Not sure how this project engages with, enunciates or facilitates the idea and the experience of pleasure. It is certainly a worthwhile endeavour, but doesn't express or contribute to the conference themes.

Marie-Marguerite Sabongui

Hello Ethan and team -

I think this is a strong and strategic campaign. You've articulated the strategy well above, but I'll highlight some points I think make this a strong application of content as a tool for public mobilization.

1. you're proposing a clear, innovative solution to a real social challenge (or the nexus of social challenges: decline of mail, service provision in Northern communities, high cost of banking in the country, etc.). Your articulation of the challenge and the solution are clear and concise. You also articulate clearly how this challenge and this solution impact and could impact people's every day lives.

2. You have a clear campaign goal with metrics. Your aim was to put postal banking into the mainstream conversation, and you could track this.

3. You have a clear, pointed call to action. If people like this proposed solution, and your content, you tell them exactly what they can do at the end of the video: go to your website, share the content.

4. Your creative is engaging to the mainstream, your target audience. The videos do not feel like they've been made as a corporate promo - it feels light, accessible, and made 'by the people'.

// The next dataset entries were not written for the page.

PR #8214, opened 2026-08-05
Fix trigger subscription partition isolation

volodymyr-korzh:
- Fixed `SubscriptionTriggeringSvcImpl#submitResource` to use `SystemRequestDetails.forRequestPartitionId` instead of `SystemRequestDetails.forAllPartitions()`
- IT test added
- change log

### DIFF
--- a/hapi-fhir-jpaserver-subscription/src/main/java/ca/uhn/fhir/jpa/subscription/triggering/SubscriptionTriggeringSvcImpl.java
+++ b/hapi-fhir-jpaserver-subscription/src/main/java/ca/uhn/fhir/jpa/subscription/triggering/SubscriptionTriggeringSvcImpl.java
@@ -50,6 +50,7 @@ import ca.uhn.fhir.rest.server.exceptions.InternalErrorException;
 import ca.uhn.fhir.rest.server.exceptions.InvalidRequestException;
 import ca.uhn.fhir.rest.server.exceptions.PreconditionFailedException;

5. The distribution strategy for the content leverages the right influencers and organizations to boost the release of the content. This means that you are immediately demonstrating that your concept and your messaging has broad support from credible allies. With each of those influencers and allies distributing the content in a coordinated, timed manner, you demonstrate that there is momentum and you are therefore able to boost distribution on social media platforms.

6. You articulate a compelling future vision of Canada that inspires action.

My only comment might be about finding ways to connect this to people's individual lives more closely. This appeals to Canadian's intellects and those who are engaged in policy. Perhaps a future series could focus on profiles of specific characters who would be impacted positively by postal banking. I also think content that appeals to people's emotions (the puppy content gets close) rather than their rational minds - could increase virality.